Question

An alloy contains \[15\% \] zinc, \[25\% \] brass and rest copper. How much copper is there in 75 kg of that alloy?
A.20 kg
B.30 kg
C.45 kg
D.10 kg

Answer 1

Hint: Here in this question, we have to find how much copper present in 75 kg of alloy. To find this first we have find the percent of copper present in alloy by subtracting the percent of zinc and brass from \[100\% \] and convert the resultant percentage term into fraction form and multiply the fraction with \[75\] using the arithmetic operation we get the amount of copper present in alloy.

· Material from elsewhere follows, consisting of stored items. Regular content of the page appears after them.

PR #651, opened 2023-03-16
refactor!: the TxSubmit endpoint no longer adds the stack trace when …

AngelCastilloB:
# Context

We need to strip the stack trace from domain error at the HTTP API when running in a production env.

# Proposed Solution
 - Strip the stack trace from domain error at the HTTP API

### DIFF
--- a/packages/util/src/environment.ts
+++ b/packages/util/src/environment.ts
@@ -1,0 +1,22 @@
+/**
+ * Node.js environment configurations.
+ */
+export enum Environment {
+  /**
+   * Production environment.
+   *
+   * Node.js assumes it's always running in a development environment. You can signal Node.js that you are running
+   * in production by setting the NODE_ENV=production environment variable.
+   */
+  Production = 'production',
+
+  /**
+   * Development environment.
+   */
+  Development = 'development'
+}
+
+export const isProductionEnvironment = (): boolean => process.env.NODE_ENV === Environment.Production;
+
+export const getEnvironmentConfiguration = (): Environment =>
+  isProductionEnvironment() ? Environment.Production : Environment.Development;
--- a/packages/util/src/errors.ts
+++ b/packages/util/src/errors.ts
@@ -5,6 +5,18 @@ interface ErrorLike {
   stack: string;
 }
 
+interface WithInnerError {
+  innerError: string | Error;
+}
+
+/**
+ * Gets whether the given error has an innerError.
+ *
+ * @param error The error to be checked for.
+ */
+const isWithInnerError = (error: unknown): error is WithInnerError =>
+  error !== null && typeof error === 'object' && 'innerError' in (error as never);
+
 /**
  * This type check works as an "error instanceof Error" check, but it let pass also those objects
  * which implements the Error interface without inheriting from the same base class
@@ -20,6 +32,23 @@ const isErrorLike = (error: unknown): error is ErrorLike => {
   const { message, stack } = error as ErrorLike;
 
   return typeof message === 'string' && typeof stack === 'string';
+};
+
+/**
+ * Strips the stack trace of all errors and their inner errors recursively.
+ *
+ * @param error The error to be stripped of its stack trace.
+ */
+export const stripStackTrace = (error: unknown) => {
+  if (!error) return;
+
+  if (isErrorLike(error)) {
+    delete (error as Error).stack;
+  }
+
+  if (isWithInnerError(error)) {
+    stripStackTrace(error.innerError);
+  }
 };
 
 export class ComposableError<InnerError = unknown> extends CustomError {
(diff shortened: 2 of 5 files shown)


packages/ogmios/src/CardanoNode/OgmiosCardanoNode.ts
```diff
@@ -65,7 +65,12 @@ export class OgmiosCardanoNode extends RunnableModule implements CardanoNode {
       this.#logger.info('Getting system start');
       return await this.#stateQueryClient.systemStart();
     } catch (error) {
-      throw CardanoNodeUtil.asCardanoNodeError(error) || new CardanoNodeErrors.UnknownCardanoNodeError(error);
+      const domainError =
+        CardanoNodeUtil.asCardanoNodeError(error) || new CardanoNodeErrors.UnknownCardanoNodeError(error);
```
mkazlauskas, line 69: Maybe let's keep the stack trace for UnknownCardanoNodeError - it could be useful

mkazlauskas (changes requested):
If we're stripping stack trace from `systemStart` and `stakeDistribution`, then we should also do it for `eraSummaries`. However I would limit the scope of this task to just stripping the stack trace of `submitTx`.

rhyslbw:
How about stripping it here: https://github.com/input-output-hk/cardano-js-sdk/blob/87f4160424c0f21a050365af75b0b22056bdb3c2/packages/cardano-services/src/Http/HttpService.ts#L69-L73

It moves the stripping of this server-relevant information in **all** responses from a single point in, arguably, the correct layer; From the HTTP interactions, which is a boundary we're looking to protect. This will result in smaller payloads for all exceptions, and more assurance we're not missing particular cases.

packages/util/src/errors.ts
```diff
@@ -5,6 +5,18 @@ interface ErrorLike {
   stack: string;
 }
 
+interface HasInnerErrorLike {
```
mkazlauskas, line 8: I think that's a little nicer, but feel free to keep the original
```suggestion
interface WithInnerError {
```

packages/util/src/errors.ts
```diff
@@ -22,6 +34,23 @@ const isErrorLike = (error: unknown): error is ErrorLike => {
   return typeof message === 'string' && typeof stack === 'string';
 };
 
+/**
+ * Strips the stack trace of all errors and their inner errors recursively.
+ *
+ * @param error The error to be stripped of its stack trace.
+ */
+export const stripStackTrace = (error: unknown) => {
```
mkazlauskas, line 42: Need unit tests since new utils are exported from index

packages/util/src/environment.ts
```diff
@@ -0,0 +1,35 @@
...
+  Development = 'development',
+
+  /**
+   * Unknown environment.
+   */
+  Unknown = 'Unknown'
+}
+
+export const isProductionEnvironment = (): boolean => process.env.NODE_ENV === Environment.Production;
+export const isDevelopmentEnvironment = (): boolean => process.env.NODE_ENV === Environment.Production;
```
mkazlauskas, line 27: No NODE_ENV is typically interpreted as development. I'd remove the Unknown variant too.
```suggestion
export const isDevelopmentEnvironment = (): boolean => process.env.NODE_ENV !== Environment.Production;
```

mkazlauskas (changes requested):

packages/util/src/environment.ts
```diff
@@ -0,0 +1,27 @@
...
+  /**
+   * Development environment.
+   *
+   * You can signal Node.js that you are running by setting the NODE_ENV=development environment variable.
+   */
+  Development = 'development'
+}
+
+export const isProductionEnvironment = (): boolean =>
+  process.env.NODE_ENV ? process.env.NODE_ENV === Environment.Production : false;
```
mkazlauskas, line 20:
```suggestion
  process.env.NODE_ENV === Environment.Production;
```

mkazlauskas (approved):
Nice work, no need for fixup for last change request

mirceahasegan (dismissed):
Great work, @AngelCastilloB !

rhyslbw (dismissed):

mkazlauskas (dismissed):

packages/util/src/errors.ts
```diff
@@ -5,6 +5,18 @@ interface ErrorLike {
...
+  innerError: string | Error;
+}
+
+/**
+ * Gets whether the given error has an innerError.
+ *
+ * @param error The error to be checked for.
+ */
+const isWithInnerError = (error: unknown): error is WithInnerError =>
+  error !== undefined && typeof error === 'object' && 'innerError' in (error as never);
```
iccicci, line 18:
```suggestion
  error !== null && typeof error === 'object' && 'innerError' in (error as never);
```
`typeof null === "object"`
while
`typeof undefined === "undefined"`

Complete step-by-step answer:
Consider the data in given question
An alloy contains
Zinc: \[15\% \]
Brass: \[25\% \]
Now find the percent of copper present in alloy by subtracting the percent of zinc and brass present in \[100\% \] of alloy i.e.,
\[ \Rightarrow 100\% - 15\% - 25\% \]
On simplification, we get
\[ \Rightarrow 60\% \]
\[\therefore \] \[60\% \] of copper present in alloy.
Now, find the amount of copper present in 75 kg of alloy
Simply, we need to calculate the number \[60\% \] of \[75kg\] for this.
Firstly, we have to write the percentage term i.e., \[60\% \] into the fraction.
Remember that "per" means "divided by", and "cent" means 100, so "percent" means "divided by 100" or "out of 100."
Therefore \[60\% \] can be written as:
\[ \Rightarrow \dfrac{{60}}{{100}}\]
When dealing with percent’s the word "of" means "times" or "to multiply".
Multiply the total weight of alloy i.e., \[75kg\] for the above fraction we have
\[ \Rightarrow \dfrac{{60}}{{100}} \times 75\]
\[ \Rightarrow 0.6 \times 75\]
On simplification, we get
\[ \Rightarrow 45\]
Therefore, 45 kg of copper present in 75 kg of alloy.
Hence, option (C) is correct.
So, the correct answer is “Option C”.

Note: Here the question is related to the percentage. By using the specific methods and rules we can convert the number. As we know that the percentage term is written as \[x\% = \dfrac{x}{{100}}\] , here, marked \[x\] as the total value. Using the simple arithmetic operation i.e., multiplication and division to get the required solution.